*ASSIGNED TASK*. Reproduce the records precisely. Every line should be included.

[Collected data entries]
*** Begin section ***
PR #1865, opened 2017-11-12
Add aliasing patterns `id@pat`

Kha:


johoelzl:
Do you really want to allow `x@y@p`? It looks like a error to me. Is there an application where you want to allow it?

digama0:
*** End section ***
*COMPLETED TASK*.
PR #1865, opened 2017-11-12
Add aliasing patterns `id@pat`

Kha:


johoelzl:
Do you really want to allow `x@y@p`? It looks like a error to me. Is there an application where you want to allow it?

digama0:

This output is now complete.